Other Medieval Wild Animals

In the Middle Ages, the European bison, or wisent, was still wandering about in herds, but it was quickly becoming extinct like its relative, the aurochs. There seem to have been small herds still in the deepest forests in France in the 15th century. They were vanishing in Macedonia in the Late Classical period, but some survived until the late medieval in remote parts of Bulgaria. The Białowieża Forest on the border of Poland and Belorussia had the last surviving herd. In modern times, some of the handful of bison from zoos were released back to this forest, where there is again a viable herd. Polish bison conservationists have sent animals to many other countries since then, and recently some bison were even released in an English forest.

Hares were native to Northern Europe, while the smaller, fatter rabbits originated in the Atlas Mountains and Iberia. Hares are larger and thinner, with longer ears, but although they look like rabbits to us, genetically they are different: 48 chromosomes, where rabbits have 44. Hares are adapted to living in the wild without burrows: their young are born with eyes open, ready to fend for themselves very quickly.

There’s no record of hares ever being domesticated, but they have always been eaten. This detail is gross, but traditionally, hares were cooked with their blood. In fact, hares were “jugged,” which I used to think meant something like canned. No. It means that they are hung up dead so that the blood will collect inside, instead of draining out.

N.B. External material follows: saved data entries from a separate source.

PR #730, opened 2025-07-16
Better node logging

cchudant:
Upstream the old quaza logging, I forgot to do that for the longest time. Some of the OTEL fields have been changed a tiny bit, I may revert that if it's a problem.

It looks like this:
Screenshot 2025-07-16 at 14 15 28

- time at the end of RPC lines is now correct
- logs gateway calls too
- better format (nicer imo)

Target info has been added to DEBUG entries (this was the main reason for me touching these parts of the code, the fact that `target` log field was never shown for debug logs really made debugging stuff a lot harder) 

There is also a prometheus endpoint mode that i had implemented, it's in this PR too.

The new format is also nice when running e2e tests with multiple madara nodes:
`cargo run -p 'mc-e2e-tests' --nocapture transaction_flow::declare_sierra_then_deploy::case_6_
gateway_and_sequencer_no_pending`
Screenshot 2025-07-16 at 14 17 43

here a gateway node and sequencer output, it's way easier to understand what's going on


Mohiiit (approved):

antiyro (approved):
lgtm!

Hares are not kosher for Jews and neither is blood, so that’s definitely one dish that medieval German Jews were not consuming.

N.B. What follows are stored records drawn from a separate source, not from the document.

PR #733, opened 2025-07-17
feat: add transaction finality validation in StateUpdateJobHandler

0xvasanth:
## Pull Request type

- enhancement
- Build-related changes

Modernization has not been kind to wild cats, although domestic ones have been fat and happy. Smaller wild cats persisted throughout Europe, and there is still a subspecies native to Scotland. But in the medieval mountains, there were lynx, and even Asiatic lions still lived in remote parts of Syria, Turkey and Greece. In Islamic culture and in the Ottoman Empire, lions were much used as symbols of courage, though they were rarely seen. Medieval Europeans often had no idea what a lion looked like, although certainly they had heard of them. One report said that lions gave birth to dead kittens who then came to life, and it was generally believed.

All of the small animals that live in and near water were populous in medieval Europe: otters, beavers, muskrats. Also populous, as today, were the small field animals: foxes, hedgehogs, badgers, and all kinds of weasels, including the northern ones prized for fur. In the mountains, there were many wild goats such as ibex and chamois. Naturally, we can fill in the squirrels, mice, shrews, voles, moles and rats as well. These are found all over the world, then and now. Later to be famous for spreading disease, marmots (ground squirrels) were also all over Europe and Asia — and along the Silk Road.

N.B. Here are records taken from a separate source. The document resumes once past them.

PR #734, opened 2025-07-17
E2E : 1 : Mock Atlantic, Dummy Verifier

heemankv:
# Add Mock Atlantic Server for Testing

## Pull Request type

- Feature
- Testing

## What is the current behavior?

Resolves: #NA

## What is the new behavior?

- Added a mock Atlantic server implementation for testing and development
- Provides a complete simulation of the Atlantic API endpoints
- Supports configurable behavior including failure simulation and processing delays
- Implements realistic job lifecycle with status transitions
- Includes comprehensive documentation and usage examples

## Does this introduce a breaking change?

No

## Other information

The mock server can be used in two ways:
1. As a standalone server for testing Atlantic client integration
2. Integrated with the orchestrator for faster testing without external dependencies

The implementation includes:
- Full API compatibility with the real Atlantic service
- Configurable failure rates and processing times
- Health check endpoints
- Realistic proof generation

PR #740, opened 2025-07-22
E2E: 2 : Init + Server

heemankv:
# Add E2E Testing Framework

## Pull Request type

- Feature
- Testing

Resolves: #NA

## What is the new behavior?

- Created a new `e2e` crate for end-to-end testing infrastructure
- Implemented a generic `Server` abstraction for managing test services with configurable logging
- Added RPC helper methods for interacting with Starknet nodes
- Established foundation for service management in tests (process control, endpoint handling)

No

## Other information

This PR introduces a structured approach to E2E testing with proper process management, logging, and RPC interaction capabilities. The framework handles process lifecycle, connection verification, and provides clean abstractions for test implementations.

### DIFF
--- a/.gitignore
+++ b/.gitignore
@@ -78,3 +78,13 @@ test-artifacts/madara
 
 # global npm package installation directory for nix
 .npm-global
+
+
+# e2e test
+e2e_data/
+/e2e_data.zip
+/e2e_data/*
+/e2e_data*
+
+out
+cache
--- a/e2e/Cargo.toml
+++ b/e2e/Cargo.toml
@@ -1,6 +1,6 @@
 [package]
 name = "e2e"
-description = ""
+description = "End-to-end testing for Madara Services"
 authors.workspace = true
 edition.workspace = true
 license.workspace = true
--- a/e2e/Cargo.toml
+++ b/e2e/Cargo.toml
@@ -20,7 +20,6 @@ dotenvy = { workspace = true }
 env_logger = { workspace = true }
 httpmock = { version = "0.8.0-alpha.1", features = ["proxy", "remote"] }
 log = { workspace = true }
-thiserror = { workspace = true }
 reqwest = { workspace = true, features = ["json"] }
 rstest = { workspace = true }
 serde = { workspace = true }
@@ -28,6 +27,7 @@ serde_json = { workspace = true }
 strum = { workspace = true }
 strum_macros = { workspace = true }
 testcontainers = { workspace = true }
+thiserror = { workspace = true }
 tokio = { workspace = true, features = ["full"] }
 tokio-stream = { workspace = true }
 tokio-util = { workspace = true }
--- a/e2e/Cargo.toml
+++ b/e2e/Cargo.toml
@@ -1,0 +1,31 @@
+[package]
+name = "e2e"
+version = "0.1.0"
+edition = "2021"
+authors = ["Heemank Verma <heemankv@gmail.com>"]
+
+[lib]
+name = "e2e"
+path = "src/mod.rs"
+
+[dependencies]
+
+async-trait = { workspace = true }
+
+dotenvy = { workspace = true }
+env_logger = { workspace = true }
+httpmock = { version = "0.8.0-alpha.1", features = ["proxy", "remote"] }
+log = { workspace = true }
+thiserror = { workspace = true }
+reqwest = { workspace = true, features = ["json"] }
+rstest = { workspace = true }
+serde = { workspace = true }
+serde_json = { workspace = true }
+strum = { workspace = true }
+strum_macros = { workspace = true }
+testcontainers = { workspace = true }
+tokio = { workspace = true, features = ["full"] }
+tokio-stream = { workspace = true }
+tokio-util = { workspace = true }
+url = { workspace = true }
+uuid = { workspace = true }
--- a/e2e/Cargo.toml
+++ b/e2e/Cargo.toml
@@ -1,8 +1,12 @@
 [package]
 name = "e2e"
-version = "0.1.0"
-edition = "2021"
-authors = ["Heemank Verma <heemankv@gmail.com>"]
+description = ""
+authors.workspace = true
+edition.workspace = true
+license.workspace = true
+repository.workspace = true
+version.workspace = true
+homepage.workspace = true
 
 [lib]
 name = "e2e"
--- a/e2e/src/services/constants.rs
+++ b/e2e/src/services/constants.rs
@@ -1,2 +1,87 @@
+// =============================================================================
+// CONSTANTS
+// =============================================================================
+
+use std::path::PathBuf;
+use std::sync::LazyLock;
+use tokio::time::Duration;
+
+// =============================================================================
+// GENERAL / SHARED
+// =============================================================================
+pub static REPO_ROOT: LazyLock<PathBuf> = LazyLock::new(|| {
+    PathBuf::from(env!("CARGO_MANIFEST_DIR")).parent().expect("Failed to get workspace root").to_path_buf()
+});
 pub const DEFAULT_SERVICE_HOST: &str = "127.0.0.1";
-pub const DEFAULT_MONGODB_DIR: &str = "data";
+pub const BINARY_DIR: &str = "target/release";
+pub const DATA_DIR: &str = "e2e_data";
+
+// =============================================================================
+// ANVIL SERVICE
+// =============================================================================
+pub const ANVIL_DATABASE_FILE: &str = "anvil.json";
+pub const ANVIL_BLOCK_TIME: f64 = 1_f64;
+pub const ANVIL_PORT: u16 = 8545;
+pub const ANVIL_PRIVATE_KEY: &str = "0xac0974bec39a17e36ba4a6b4d238ff944bacb478cbed5efcae784d7bf4f2ff80";
+
+// =============================================================================
+// BOOTSTRAPPER SERVICE
+// =============================================================================
+pub const BOOTSTRAPPER_BINARY: &str = "bootstrapper";
+pub static BOOTSTRAPPER_SETUP_L1_TIMEOUT: LazyLock<Duration> = LazyLock::new(|| Duration::from_secs(120));
+pub static BOOTSTRAPPER_SETUP_L2_TIMEOUT: LazyLock<Duration> = LazyLock::new(|| Duration::from_secs(1200));
+pub const BOOTSTRAPPER_CONFIG: &str = "e2e/config/bootstrapper.json";
+pub const BOOTSTRAPPER_ADDRESSES_FILE: &str = "addresses.json";
+
+// =============================================================================
+// LOCALSTACK SERVICE
+// =============================================================================
+pub const LOCALSTACK_IMAGE: &str =
+    "localstack/localstack@sha256:763947722c6c8d33d5fbf7e8d52b4bddec5be35274a0998fdc6176d733375314";
+pub const LOCALSTACK_PORT: u16 = 4566;
+pub const LOCALSTACK_CONTAINER: &str = "localstack-service";
+
+// =============================================================================
+// MONGODB SERVICE
+// =============================================================================
+pub const MONGODB_IMAGE: &str = "mongo:latest";
+pub const MONGODB_PORT: u16 = 27017;
+pub const MONGODB_CONTAINER: &str = "mongodb-service";
+
+// =============================================================================
+// MADARA SERVICE
+// =============================================================================
+pub const MADARA_NAME: &str = "madara";
+pub const MADARA_DATABASE_DIR: &str = "madara-db";
+pub const MADARA_BINARY: &str = "madara";
+pub const MADARA_CONFIG: &str = "e2e/config/madara.yaml";
+pub const MADARA_RPC_PORT: u16 = 9944;
+pub const MADARA_RPC_ADMIN_PORT: u16 = 9943;
+pub const MADARA_GATEWAY_PORT: u16 = 9944;
+
+// =============================================================================
+// MOCK PROVER SERVICE
+// =============================================================================
+pub const MOCK_PROVER_BINARY: &str = "mock-atlantic-server";
+pub const MOCK_PROVER_VERIFIER_ADDRESS_FILE: &str = "verifier_address.txt";
+pub const MOCK_PROVER_PORT: u16 = 3001;
+
+// =============================================================================
+// PATHFINDER SERVICE
+// =============================================================================
+pub const PATHFINDER_PORT: u16 = 9545;
+pub const PATHFINDER_BINARY: &str = "pathfinder";
+
+// =============================================================================
+// ORCHESTRATOR SERVICE
+// =============================================================================
+pub const ORCHESTRATOR_BINARY: &str = "orchestrator";
+pub const ORCHESTRATOR_DATABASE_NAME: &str = "orchestrator";
+
+// =============================================================================
+// MOCK VERIFIER DEPLOYER SERVICE
+// =============================================================================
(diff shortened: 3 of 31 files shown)


heemankv:
* **#740** <a href="https://app.graphite.dev/github/pr/madara-alliance/madara/740?utm_source=stack-comment-icon" target="_blank">Graphite</a>: 2  dependent PRs ([#741](https://github.com/madara-alliance/madara/pull/741) <a href="https://app.graphite.dev/github/pr/madara-alliance/madara/741?utm_source=stack-comment-icon" target="_blank">Graphite</a>, [#748](https://github.com/madara-alliance/madara/pull/748) <a href="https://app.graphite.dev/github/pr/madara-alliance/madara/748?utm_source=stack-comment-icon" target="_blank">Graphite</a>) 👈 <a href="https://app.graphite.dev/github/pr/madara-alliance/madara/740?utm_source=stack-comment-view-in-graphite" target="_blank">(View in Graphite)</a>
* **#734** <a href="https://app.graphite.dev/github/pr/madara-alliance/madara/734?utm_source=stack-comment-icon" target="_blank">Graphite</a>: 1 other dependent PR ([#723](https://github.com/madara-alliance/madara/pull/723) <a href="https://app.graphite.dev/github/pr/madara-alliance/madara/723?utm_source=stack-comment-icon" target="_blank">Graphite</a>)
* `main`


<h2></h2>

This stack of pull requests is managed by <a href="https://graphite.dev?utm-source=stack-comment"><b>Graphite</b></a>. Learn more about <a href="https://stacking.dev/?utm_source=stack-comment">stacking</a>.

e2e/Cargo.toml
```diff
@@ -0,0 +1,35 @@
+[package]
+name = "e2e"
+description = ""
```
Mohiiit: let's add description?

e2e/src/services/helpers.rs
```diff
@@ -0,0 +1,67 @@
...
+            .await
+            .map_err(|_| NodeRpcError::InvalidResponse)?;
+
+        let json = response.json::<serde_json::Value>().await.map_err(|_| NodeRpcError::InvalidResponse)?;
+
+        // Check if there's an error in the JSON-RPC response
+        if let Some(error) = json.get("error") {
+            // Check for specific "Block not found" error (code 24)
+            if let (Some(code), Some(message)) = (error.get("code"), error.get("message")) {
+                if code.as_u64() == Some(24) && message.as_str().map(|s| s.contains("Block not found")).unwrap_or(false)
```
Mohiiit: let's move 24 to const at top

e2e/src/services/server.rs
```diff
@@ -0,0 +1,255 @@
...
+
+            let stdout = process.stdout.take().ok_or(ServerError::StartupFailed(std::io::Error::new(
+                std::io::ErrorKind::Other,
+                "Failed to capture stdout",
+            )))?;
+
+            let service_name = config.service_name.clone();
+            let stdout_task_inner = task::spawn(async move {
+                // Keeping a large buffer capacity for stdout, to not have buffer overflow
+                let reader = BufReader::with_capacity(65536, stdout);
```
Mohiiit: same here for 65536

e2e/src/services/server.rs
```diff
@@ -0,0 +1,255 @@
...
+    pub fn is_running(&mut self) -> bool {
+        self.has_exited().is_none()
+    }
+
+    /// Get a free port
+    fn get_free_port() -> u16 {
+        std::net::TcpListener::bind("127.0.0.1:0")
+            .and_then(|listener| listener.local_addr())
+            .map(|addr| addr.port())
+            .unwrap_or(8080) // Fallback port
```
Mohiiit: if 8080 is gonna be default port, let's move to const

e2e/src/services/server.rs
```diff
@@ -0,0 +1,255 @@
...
+
+    /// Wait until the server is ready to accept connections
+    async fn wait_till_started(&mut self) -> Result<(), ServerError> {
+        let mut attempts = self.config.connection_attempts;
+        let addr = self.endpoint();
+
+        if let Some(addr) = addr {
+            // Extract just the socket address from the URL
+            let socket_addr = if let Some(host) = addr.host_str() {
+                let port = addr.port().unwrap_or(80); // Default to 80 if no port
```
Mohiiit: same here

e2e/src/services/server.rs
```diff
@@ -0,0 +1,255 @@
...
+
+        // Start the process
+        let mut process = command.spawn().map_err(ServerError::StartupFailed)?;
+
+        let mut stdout_task = None;
+        let mut stderr_task = None;
+
+        // Extract stdout and stderr for log monitoring
+        if config.logs.0 {
+            command.stdout(Stdio::piped());
```
Mohiiit: isn't this already done in line 66?

e2e/src/services/server.rs
```diff
@@ -0,0 +1,255 @@
...
+        if !self.config.rpc_port.is_some() {
+            return Ok(());
+        }
+        if self.has_exited().is_some() {
+            return Ok(());
+        }
+
+        // Try to terminate gracefully first
+        let pid = self.process.id();
+        let kill_result = Command::new("kill").args(["-s", "TERM", &pid.unwrap().to_string()]).spawn();
```
Mohiiit: this can be handled more gracefully, if process.id() is none, simply return Ok() else proceed with the kill? wdyt?

I am thinking about the case when has_exited() return some and process get killed in between the check (pid would be none in that case) and actual kill

e2e/src/services/server.rs
```diff
@@ -0,0 +1,255 @@
...
+    pub logs: (bool, bool),
+}
+
+impl Default for ServerConfig {
+    fn default() -> Self {
+        Self {
+            service_name: String::from(""),
+            rpc_port: None,
+            connection_attempts: 30,
+            connection_delay_ms: 1000,
```
Mohiiit: let's move all magic numbers to const

e2e/src/services/server.rs
heemankv: Valid removed, 
Side note : We need to register `command.stdout(Stdio::piped());` before we do `command.spawn()`
And we can get the logs only after the process is available, using `process.stdout.take()`
Hence we have two if cases, one before command.spawn() and one after.

e2e/src/services/server.rs
heemankv: Done Done

.gitignore
```diff
@@ -77,4 +77,14 @@ image.tar.gz
...
 
 # global npm package installation directory for nix
-.npm-global
\ No newline at end of file
+.npm-global
+
+
+# e2e test
+e2e_data/
+/e2e_data.zip
```
0xvasanth, line 85: Just wanted to clarify — I noticed that e2e_data.zip is present in the code but appears to be ignored in the second PR. Was this intentional, or might it have been missed by accident?

e2e/src/services/server.rs
```diff
@@ -0,0 +1,269 @@
...
+                    }
+                }
+
+                attempts -= 1;
+                tokio::time::sleep(Duration::from_millis(self.config.connection_delay_ms)).await;
+            }
+        } else {
+            Err(ServerError::EndpointNotAvailable)
+        }
+    }
```
0xvasanth: What happens if the process is spawned successfully by the application, but fails internally (e.g., crashes silently or hangs)? In that case, it seems wait_till_started could loop indefinitely without detecting a failure. Should we add an internal health check or a timeout safeguard?

e2e/src/services/server.rs
```diff
@@ -0,0 +1,269 @@
+use std::collections::HashMap;
+use std::process::{ExitStatus, Stdio};
+use std::time::Duration;
+use tokio::net::TcpStream;
+use url::Url;
```
0xvasanth: I’d recommend considering [tokio::process] for handling the child process lifecycle, since it allows non-blocking, async-aware process management. This might help better integrate with the rest of the async context and provide more fine-grained control over the process state

e2e/src/services/server.rs
```diff
@@ -0,0 +1,269 @@
...
+    }
+}
+
+impl ServerConfig {
+    /// Helper method to inherit current process environment variables
+    pub fn with_current_env(mut self) -> Self {
+        let current_env: HashMap<String, String> = std::env::vars().collect();
+        self.env_vars = Some(current_env);
+        self
+    }
```
0xvasanth, line 66: If possible, it might be better to avoid pulling environment variables from multiple places, as it increases the risk of inconsistencies—one block might have access while another might not. Instead, consider passing the environment map as a parameter from the parent or initializer function for better control and predictability.

e2e/src/services/server.rs
```diff
@@ -0,0 +1,269 @@
...
+
+    /// Get the process ID if the process is still running
+    pub fn pid(&self) -> Option<u32> {
+        self.process.id()
+    }
+
+    /// Check if the process has exited
+    pub fn has_exited(&mut self) -> Option<ExitStatus> {
+        match self.process.try_wait() {
+            Ok(status) => status,
```
0xvasanth: try_wait() can return Ok(None) when the process has started but hasn’t exited yet — this is different from an actual error. However, both Ok(None) and all Err(_) cases are currently treated the same (None). Would it make sense to distinguish these two scenarios for better observability or error handling?

e2e/src/services/server.rs
```diff
@@ -0,0 +1,269 @@
...
+                    Ok(_) => return Ok(()),
+                    Err(_) => {
+                        // Check if process has exited
+                        if let Some(status) = self.has_exited() {
+                            return Err(ServerError::ProcessExited(status));
+                        }
+
+                        if attempts == 0 {
+                            return Err(ServerError::ConnectionTimeout(self.config.connection_attempts));
+                        }
```
0xvasanth, line 212:
```suggestion
                        if attempts <= 0 {
                            return Err(ServerError::ConnectionTimeout(self.config.connection_attempts));
                        }
``` always consider using less than so if we screen somewhere is the attempt it will not bereak the system

File: e2e/src/services/server.rs [hunk 15]
```diff
@@ -0,0 +1,269 @@
...
+
+                while let Ok(Some(line)) = lines.next_line().await {
+                    println!("[STDOUT] [{}] {}", service_name, line);
+
+                    // Flush immediately to prevent backing up
+                    use std::io::Write;
+                    let _ = std::io::stdout().flush();
+                }
+            });
+            stdout_task = Some(stdout_task_inner);
```
0xvasanth: can we consider using circular buffer

e2e/src/services/server.rs
0xvasanth: I would prefer timeout here with fix time insead of max retry, since each api response time can be varied

e2e/src/services/constants.rs
0xvasanth, line 1: Several hardcoded values should be configurable for different test scenarios:

  - BUFFER_CAPACITY (65536) - Different services may need different buffer sizes
  - CONNECTION_DELAY_MS (1000) - May need faster retries for unit tests
  - CONNECTION_ATTEMPTS (30) - Different services may need different retry counts

  Consider adding these to ServerConfig with sensible defaults, allowing per-service customization:
  ```
  impl ServerConfig {
      pub fn with_buffer_size(mut self, size: usize) -> Self {
          self.buffer_capacity = size;
          self
      }
  }
  ```

e2e/src/services/server.rs
0xvasanth: The current implementation uses attempt count rather than actual time, which could lead to:
  - Very long waits if connection attempts are slow
  - Inconsistent behavior across different network conditions

  Consider using a combination of timeout and retries:
  ```
  const CONNECTION_TIMEOUT: Duration = Duration::from_secs(30);
  let start_time = Instant::now();

  loop {
      if start_time.elapsed() > CONNECTION_TIMEOUT {
          return Err(ServerError::ConnectionTimeout(self.config.connection_attempts));
      }

      match timeout(Duration::from_secs(2), TcpStream::connect(&socket_addr)).await {
          Ok(Ok(_)) => return Ok(()),
          _ => {
              // Check process status and continue
          }
      }
  }
  ```

.gitignore
prkpndy: we can put the test artifacts in a separate repo now and download them when needed

e2e/src/services/server.rs
```diff
@@ -0,0 +1,269 @@
...
+        let mut server = Self { process, config, stdout_task, stderr_task };
+
+        // We wait & validate only if the service has an API endpoint
+        // e.g : Skips for Bootstrapper and Orchestrator setup
+        if has_rpc_endpoint {
+            println!("🔔 Waiting for {} server to be ready", service_name);
+            server.wait_till_started().await?;
+        }
+
+        println!("😁 {} Server is ready", service_name);
```
prkpndy, line 160: can we use info/debug instead of println?

e2e/src/services/server.rs
```diff
@@ -0,0 +1,269 @@
...
+            task.abort();
+        }
+
+        Ok(())
+    }
+}
+
+impl Drop for Server {
+    fn drop(&mut self) {
+        let _ = self.stop();
```
prkpndy, line 275: we can log the result of stop method informing the user if graceful shutdown happened or not

prkpndy (commented):
Minor Comments. gtg

.gitignore
heemankv: Irrelevant now, this file was removed all-together

e2e/src/services/server.rs
heemankv: Since we have tokio command in place, all of the code halts if any application fails

e2e/src/services/server.rs
heemankv: utilised

e2e/src/services/server.rs
heemankv: Was reading through this code and realised it's not properly written! 
and docs for tokio::Command and realised that the child process inherits the parent's envs by default on it's own
So I have now removed this, as this is of no use!

e2e/src/services/server.rs
heemankv: Alright, changed the return statement to : Result<Option<ExitStatus>, ServerError>

e2e/src/services/server.rs
heemankv: I believe your second comment is for another comment : [here](https://github.com/madara-alliance/madara/pull/740#discussion_r2255769252) ?? @itsparser

e2e/src/services/constants.rs
heemankv: Alright, added buffer_capacity to server_config

e2e/src/services/server.rs
heemankv: There's no benefit actually, since this is testing we only care about printing the logs, and not trace them !

heemankv: lemme know if your thoughts diverge!

e2e/src/services/server.rs
heemankv: Oh, so each servicer has it's `stop` impl that print's the services that were stopped
see this :  
```rust
pub fn stop(&mut self) -> Result<(), MockProverError> {
        println!("☠️ Stopping Mock Prover");
        self.server.stop().map_err(|err| MockProverError::Server(err))
    }
```
Screenshot 2025-08-12 at 3 16 25 PM

e2e/src/services/server.rs
heemankv: Yes, marked and refactoring all the timeouts in the last PR!

prkpndy (approved):

0xvasanth (approved):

Northern Europe does not seem to have been home to venomous snakes, in general; mostly they had rat snakes and whip snakes, both predators of little creatures but harmless to humans. The Mediterranean region of course is another matter: vipers and adders galore. Some vipers lived as far north as Austria. While snakes were part of the legends and lore of Greece and all over Africa and Asia, they didn’t tend to feature so much in Northern European stories.